Дефиниции Канта представляются всеобъемлющими; но предыдущее дает возможность уяснить их правомочность как гипостаз права, преобразующего в его компетенцию введенного в априорное-прошедшее, могущее быть под суд (истории) подведенным. Но правомерность и правомочность сплетаются в этом случае в логический парадокс, поскольку о-суждение, вытекающее из логики происходящего, подменяется собственной априорной формой (закона) и всему происходящему предшествует, безусловно предопределяя его к правомочности или преступности («преступные режимы») как поводу для суда («сознательное суждение» попросту не допускает иных оснований действия, помимо норм или установок закона, и из них исходит в следствии).

Беспрецедентное; «серые зоны» и нормы права. Шизофрениясужденияв отношении о-суждения эксплицирована разделением юриспруденции на норму права и право осуждения. «Западная юридическая система представляет собой двойную структуру, образованную из разнородных, но связанных между собой элементов: нормативного и юридического в строгом смысле этого слова - его мы отнесем к рубрике potestas - и аномийного и мета-юридического - обозначим его словом auctoritas» [2, c. 133]. Агамбен фиксирует такое членение в зоне юридически-установленного; он настойчиво пытается выйти в анализе за пределы феноменологии в сферу исторических истоков — однако последние в его изложении обретают весьма спорное обоснование ([6]).

Одним из направлений его изысканий выступает аналогия права с логосом в его отношении к реальности. «Дело обстоит так, будто и право, и логос нуждаются в аномийной (или алогичной) зоне приостановки их действия как основании своего взаимодействия с реальным миром. Право, кажется, может существовать только посредством захвата аномии, так же как язык может существовать только посредством захвата не-языкового. В обоих случаях спор разворачивается вокруг пустоты: аномия, правовой вакуум, с одной стороны, и чистое бытие, свободное от любого определения и реального предиката, - с другой» [2, c. 94]. Аналогия вполне правомерна, однако упускает содержание «пустоты», вокруг которой разворачивается спор. Дело представляется так, как будто определенность логоса/права пасует перед «пустотой чистого бытия», демонстрируя истерическую реакцию силу-насилия как режим ЧП. «Для права таким пустым пространством является чрезвычайное положение... Отношение между нормой и реальностью предполагает приостановку действия нормы, так же как в онтологии отношение между языком и миром предполагает приостановку денотации в форме языка (langue)» [2, c. 95]. Разрыв между языком и миром в его натуралистической фиксации предельно не определен; он преодолен историей по крайней мере дважды, первый раз в изначальном — никто и никогда, разумеется, не мог принять язык за мир (обозначаемое), что не помешало созиданию мира в среде и средствами языка.
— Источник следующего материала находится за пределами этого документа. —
PR #245, opened 2026-08-06
add to /api/value/{id}/descendants filtering options

willr3:


src/main/java/io/hyperfoil/tools/h5m/svc/ValueService.java
```diff
@@ -688,6 +688,53 @@ WITH RECURSIVE sourceRecursive (v_id) AS (
...
 
+    /**
+     * returns the values that depend on the root value somewhere up the hierarchy and come from the specified node
+     * @param rootValueId
+     * @param nodeId
+     * @return
+     */
+    @Transactional
+    @SuppressWarnings("unchecked")
+    public List<Value> getDescendantValues(long rootValueId,long nodeId){
```
barreiro: this method can be removed and `getDescendantValues(rootValueId, List.of(nodeId))` used instead.

this removes duplicated code and also, from what I can tell, simplifies the call sites that right now distinguish between the two

src/main/java/io/hyperfoil/tools/h5m/svc/ValueService.java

Не развивая эту мысль (отсылая в частности к Хайдеггеру и его идеям языка как дома бытия, см. «Письмо о гуманизме», 1947), обозначим и более конкретную парадигму разрыва: язык формирует мир, поскольку бытие обладает регионами нормы, и «бытие» за ее пределами, в референциях экстатического, трансгрессивного, эмоционального, иного сверх-напряжения в противоположность регулярному. Но, соответственно, ЧП не представляет пустую приостановку действия права, переключая механизмы регулирования с практик холодных и сознательных на практики эмотивности (горячие).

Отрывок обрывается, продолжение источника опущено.